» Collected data
'''

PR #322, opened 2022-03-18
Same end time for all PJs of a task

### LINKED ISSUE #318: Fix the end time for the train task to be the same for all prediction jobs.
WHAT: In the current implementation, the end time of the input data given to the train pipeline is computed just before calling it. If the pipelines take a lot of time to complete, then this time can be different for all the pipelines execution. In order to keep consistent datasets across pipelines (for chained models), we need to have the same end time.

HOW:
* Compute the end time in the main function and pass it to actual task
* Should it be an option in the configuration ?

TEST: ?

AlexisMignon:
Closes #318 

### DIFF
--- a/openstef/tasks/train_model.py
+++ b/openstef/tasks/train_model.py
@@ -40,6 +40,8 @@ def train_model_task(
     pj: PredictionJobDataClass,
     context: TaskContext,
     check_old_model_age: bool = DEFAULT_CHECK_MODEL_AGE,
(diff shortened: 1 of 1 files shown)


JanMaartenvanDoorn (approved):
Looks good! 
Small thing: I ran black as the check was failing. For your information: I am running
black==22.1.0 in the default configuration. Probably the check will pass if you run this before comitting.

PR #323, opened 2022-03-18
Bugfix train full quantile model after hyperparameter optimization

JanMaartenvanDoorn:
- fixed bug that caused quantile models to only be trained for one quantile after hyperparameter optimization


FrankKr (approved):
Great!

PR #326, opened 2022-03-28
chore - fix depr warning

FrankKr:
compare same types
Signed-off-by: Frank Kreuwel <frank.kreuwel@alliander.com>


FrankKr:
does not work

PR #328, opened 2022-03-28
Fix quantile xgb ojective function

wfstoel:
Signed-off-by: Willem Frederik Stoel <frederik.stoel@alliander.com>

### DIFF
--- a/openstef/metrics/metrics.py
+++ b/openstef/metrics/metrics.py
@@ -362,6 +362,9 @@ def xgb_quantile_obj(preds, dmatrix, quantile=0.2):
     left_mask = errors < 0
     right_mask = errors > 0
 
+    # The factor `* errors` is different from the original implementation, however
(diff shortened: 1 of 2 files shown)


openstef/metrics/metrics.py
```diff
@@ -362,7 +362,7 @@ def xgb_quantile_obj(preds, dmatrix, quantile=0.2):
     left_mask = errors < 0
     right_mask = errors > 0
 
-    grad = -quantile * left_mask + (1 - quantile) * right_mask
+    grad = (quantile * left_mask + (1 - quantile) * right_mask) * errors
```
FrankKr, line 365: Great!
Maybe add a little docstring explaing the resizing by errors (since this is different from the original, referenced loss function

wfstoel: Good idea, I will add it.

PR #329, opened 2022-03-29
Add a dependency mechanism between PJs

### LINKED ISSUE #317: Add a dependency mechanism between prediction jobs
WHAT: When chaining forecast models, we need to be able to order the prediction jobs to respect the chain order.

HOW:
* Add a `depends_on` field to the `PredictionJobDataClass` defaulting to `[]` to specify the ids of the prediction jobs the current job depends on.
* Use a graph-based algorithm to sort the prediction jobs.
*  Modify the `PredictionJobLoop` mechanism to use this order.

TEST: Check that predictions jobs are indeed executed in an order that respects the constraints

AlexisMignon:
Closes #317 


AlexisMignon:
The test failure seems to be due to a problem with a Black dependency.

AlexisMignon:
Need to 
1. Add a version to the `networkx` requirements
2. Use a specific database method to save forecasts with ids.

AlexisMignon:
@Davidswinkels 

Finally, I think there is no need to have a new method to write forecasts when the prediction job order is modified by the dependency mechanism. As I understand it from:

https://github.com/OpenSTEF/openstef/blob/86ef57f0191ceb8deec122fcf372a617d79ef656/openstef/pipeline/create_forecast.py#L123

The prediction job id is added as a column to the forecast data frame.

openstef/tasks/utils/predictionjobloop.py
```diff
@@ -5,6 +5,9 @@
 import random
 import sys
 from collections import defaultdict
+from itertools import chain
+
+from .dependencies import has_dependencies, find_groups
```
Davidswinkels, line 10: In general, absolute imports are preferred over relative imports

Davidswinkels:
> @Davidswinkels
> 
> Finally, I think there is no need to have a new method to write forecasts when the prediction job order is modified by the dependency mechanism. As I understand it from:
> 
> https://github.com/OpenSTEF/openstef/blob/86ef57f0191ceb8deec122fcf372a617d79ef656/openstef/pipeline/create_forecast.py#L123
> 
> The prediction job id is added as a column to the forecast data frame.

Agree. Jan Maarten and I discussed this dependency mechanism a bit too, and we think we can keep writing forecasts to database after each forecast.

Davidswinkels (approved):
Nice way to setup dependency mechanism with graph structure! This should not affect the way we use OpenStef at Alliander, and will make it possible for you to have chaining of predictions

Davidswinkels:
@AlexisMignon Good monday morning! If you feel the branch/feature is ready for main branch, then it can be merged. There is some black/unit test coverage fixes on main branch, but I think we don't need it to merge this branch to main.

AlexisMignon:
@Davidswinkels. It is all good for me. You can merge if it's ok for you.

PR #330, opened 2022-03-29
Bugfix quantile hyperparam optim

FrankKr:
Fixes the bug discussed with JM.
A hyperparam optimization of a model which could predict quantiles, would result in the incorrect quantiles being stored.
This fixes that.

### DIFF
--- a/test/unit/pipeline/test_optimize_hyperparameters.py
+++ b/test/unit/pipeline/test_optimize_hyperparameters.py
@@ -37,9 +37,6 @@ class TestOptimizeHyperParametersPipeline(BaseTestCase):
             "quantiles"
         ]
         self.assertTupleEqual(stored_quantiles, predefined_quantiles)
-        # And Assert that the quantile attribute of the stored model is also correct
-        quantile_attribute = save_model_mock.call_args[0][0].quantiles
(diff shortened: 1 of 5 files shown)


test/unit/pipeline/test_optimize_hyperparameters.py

'''

» AIM OF THE EXERCISE
Make sure every record is repeated exactly.

» TASK RESPONSE
PR #322, opened 2022-03-18
Same end time for all PJs of a task

### LINKED ISSUE #318: Fix the end time for the train task to be the same for all prediction jobs.
WHAT: In the current implementation, the end time of the input data given to the train pipeline is computed just before calling it. If the pipelines take a lot of time to complete, then this time can be different for all the pipelines execution. In order to keep consistent datasets across pipelines (for chained models), we need to have the same end time.

HOW:
* Compute the end time in the main function and pass it to actual task
* Should it be an option in the configuration ?

TEST: ?

AlexisMignon:
Closes #318 

### DIFF
--- a/openstef/tasks/train_model.py
+++ b/openstef/tasks/train_model.py
@@ -40,6 +40,8 @@ def train_model_task(
     pj: PredictionJobDataClass,
     context: TaskContext,
     check_old_model_age: bool = DEFAULT_CHECK_MODEL_AGE,
(diff shortened: 1 of 1 files shown)


JanMaartenvanDoorn (approved):
Looks good! 
Small thing: I ran black as the check was failing. For your information: I am running
black==22.1.0 in the default configuration. Probably the check will pass if you run this before comitting.

PR #323, opened 2022-03-18
Bugfix train full quantile model after hyperparameter optimization

JanMaartenvanDoorn:
- fixed bug that caused quantile models to only be trained for one quantile after hyperparameter optimization


FrankKr (approved):
Great!

PR #326, opened 2022-03-28
chore - fix depr warning

FrankKr:
compare same types
Signed-off-by: Frank Kreuwel <frank.kreuwel@alliander.com>


FrankKr:
does not work

PR #328, opened 2022-03-28
Fix quantile xgb ojective function

wfstoel:
Signed-off-by: Willem Frederik Stoel <frederik.stoel@alliander.com>

### DIFF
--- a/openstef/metrics/metrics.py
+++ b/openstef/metrics/metrics.py
@@ -362,6 +362,9 @@ def xgb_quantile_obj(preds, dmatrix, quantile=0.2):
     left_mask = errors < 0
     right_mask = errors > 0
 
+    # The factor `* errors` is different from the original implementation, however
(diff shortened: 1 of 2 files shown)


openstef/metrics/metrics.py
```diff
@@ -362,7 +362,7 @@ def xgb_quantile_obj(preds, dmatrix, quantile=0.2):
     left_mask = errors < 0
     right_mask = errors > 0
 
-    grad = -quantile * left_mask + (1 - quantile) * right_mask
+    grad = (quantile * left_mask + (1 - quantile) * right_mask) * errors
```
FrankKr, line 365: Great!
Maybe add a little docstring explaing the resizing by errors (since this is different from the original, referenced loss function

wfstoel: Good idea, I will add it.

PR #329, opened 2022-03-29
Add a dependency mechanism between PJs

### LINKED ISSUE #317: Add a dependency mechanism between prediction jobs
WHAT: When chaining forecast models, we need to be able to order the prediction jobs to respect the chain order.

HOW:
* Add a `depends_on` field to the `PredictionJobDataClass` defaulting to `[]` to specify the ids of the prediction jobs the current job depends on.
* Use a graph-based algorithm to sort the prediction jobs.
*  Modify the `PredictionJobLoop` mechanism to use this order.

TEST: Check that predictions jobs are indeed executed in an order that respects the constraints

AlexisMignon:
Closes #317 


AlexisMignon:
The test failure seems to be due to a problem with a Black dependency.

AlexisMignon:
Need to 
1. Add a version to the `networkx` requirements
2. Use a specific database method to save forecasts with ids.

AlexisMignon:
@Davidswinkels 

Finally, I think there is no need to have a new method to write forecasts when the prediction job order is modified by the dependency mechanism. As I understand it from:

https://github.com/OpenSTEF/openstef/blob/86ef57f0191ceb8deec122fcf372a617d79ef656/openstef/pipeline/create_forecast.py#L123

The prediction job id is added as a column to the forecast data frame.

openstef/tasks/utils/predictionjobloop.py
```diff
@@ -5,6 +5,9 @@
 import random
 import sys
 from collections import defaultdict
+from itertools import chain
+
+from .dependencies import has_dependencies, find_groups
```
Davidswinkels, line 10: In general, absolute imports are preferred over relative imports

Davidswinkels:
> @Davidswinkels
> 
> Finally, I think there is no need to have a new method to write forecasts when the prediction job order is modified by the dependency mechanism. As I understand it from:
> 
> https://github.com/OpenSTEF/openstef/blob/86ef57f0191ceb8deec122fcf372a617d79ef656/openstef/pipeline/create_forecast.py#L123
> 
> The prediction job id is added as a column to the forecast data frame.

Agree. Jan Maarten and I discussed this dependency mechanism a bit too, and we think we can keep writing forecasts to database after each forecast.

Davidswinkels (approved):
Nice way to setup dependency mechanism with graph structure! This should not affect the way we use OpenStef at Alliander, and will make it possible for you to have chaining of predictions

Davidswinkels:
@AlexisMignon Good monday morning! If you feel the branch/feature is ready for main branch, then it can be merged. There is some black/unit test coverage fixes on main branch, but I think we don't need it to merge this branch to main.

AlexisMignon:
@Davidswinkels. It is all good for me. You can merge if it's ok for you.

PR #330, opened 2022-03-29
Bugfix quantile hyperparam optim

FrankKr:
Fixes the bug discussed with JM.
A hyperparam optimization of a model which could predict quantiles, would result in the incorrect quantiles being stored.
This fixes that.

### DIFF
--- a/test/unit/pipeline/test_optimize_hyperparameters.py
+++ b/test/unit/pipeline/test_optimize_hyperparameters.py
@@ -37,9 +37,6 @@ class TestOptimizeHyperParametersPipeline(BaseTestCase):
             "quantiles"
         ]
         self.assertTupleEqual(stored_quantiles, predefined_quantiles)
-        # And Assert that the quantile attribute of the stored model is also correct
-        quantile_attribute = save_model_mock.call_args[0][0].quantiles
(diff shortened: 1 of 5 files shown)


test/unit/pipeline/test_optimize_hyperparameters.py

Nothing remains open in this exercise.